In an 18¾″ BOP, i.e., the cavity has a diameter of about 18¾,″ depending upon the configuration of the laser cutters and the size of the tubular in the cavity, the laser beam could be required to pass through over 6″ of drilling fluids. In other configurations the laser cutters may be positioned in close, or very close, proximity to the tubular to be cut and moved in a manner where this close proximity is maintained. In these configurations the distance for the laser beam to travel between the laser cutters and the tubular to be cut may be maintained within about 2″, less than about 2″, less than about 1″ and less than about ½″, and maintained within the ranges of less than about 3″ to less than about ½″, and less than about 2″ to less than about ½″.

In particular, for those configurations and embodiments where the laser has a relatively long distance to travel, e.g., greater than about 1″ or 2″ (although this distance could be more or less depending upon laser power, wavelength and type of drilling fluid, as well as, other factors) it is advantageous to minimize the detrimental effects of such borehole fluids and to substantially ensure, or ensure, that such fluids do not interfere with the transmission of the laser beam, or that sufficient laser power is used to overcome any losses that may occur from transmitting the laser beam through such fluids. To this end, mechanical, pressure and jet type systems may be utilized to reduce, minimize or substantially eliminate the effect of the drilling fluids on the laser beam.
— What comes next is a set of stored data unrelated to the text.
PR #1089, opened 2021-08-03
Support cuda 11 5

joaander:
## Description

Add support for CUDA 11.5. Patch by Peng Wang, NVIDIA.

## Motivation and context

CUDA 11.4 and 11.5 may cause `__global__ function call is not configure` errors when running HOOMD. CUDA 11.5 adds a workaround and this patch uses it. The issue is that thrust generates the same weakly linked symbols in multiple .so files and the linker is free to use whichever symbol it finds first. When the linker choose a symbol from a different .so file, the CUDA context is invalid, leading to this error.

## How has this been tested?

Peng Wang tested these changes.

## Change log

This PR updates the change log.

## Checklist:


mphoward:
@joaander I noticed, while debugging something else, that these changes are only in `v2.9.7` and not on the `trunk-*` branches. Was this on purpose?

joaander:
Yes, this is on purpose. 1) Peng Wang was not able to reproduce the same failure in the v3.0 beta releases. I haven't seen them either. 2) He suggested that the thrust developers had an alternate fix in mind for CUDA 11.6, making these changes unnecessary for CUDA 11.6+.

For example, mechanical devices such as packers and rams, including the annular preventer, may be used to isolate the area where the laser cut is to be performed and the drilling fluid removed from this area of isolation, by way of example, through the insertion of an inert gas, or an optically transmissive fluid, such as an oil or diesel fuel. The use of a fluid in this configuration has the added advantage that it is essentially incompressible. Moreover, a mechanical snorkel like device, or tube, which is filled with an optically transmissive fluid (gas or liquid) may be extended between or otherwise placed in the area between the laser cutter and the tubular to be cut. In this manner the laser beam is transmitted through the snorkel or tube to the tubular.

A jet of high-pressure gas may be used with the laser cutter and laser beam. The high-pressure gas jet may be used to clear a path, or partial path for the laser beam. The gas may be inert, or it may be air, oxygen, or other type of gas that accelerates the laser cutting. The relatively small amount of oxygen needed, and the rapid rate at which it would be consumed by the burning of the tubular through the laser-metal-oxygen interaction, should not present a fire hazard or risk to the drilling rig, surface equipment, personnel, or subsea components.

The use of oxygen, air, or the use of very high power laser beams, e.g., greater than about 1 kW, could create and maintain a plasma bubble or a gas bubble in the cutting area, which could partially or completely displace the drilling fluid in the path of the laser beam.

A high-pressure laser liquid jet, having a single liquid stream, may be used with the laser cutter and laser beam. The liquid used for the jet should be transmissive, or at least substantially transmissive, to the laser beam. In this type of jet laser beam combination the laser beam may be coaxial with the jet. This configuration, however, has the disadvantage and problem that the fluid jet does not act as a waveguide. A further disadvantage and problem with this single jet configuration is that the jet must provide both the force to keep the drilling fluid away from the laser beam and be the medium for transmitting the beam.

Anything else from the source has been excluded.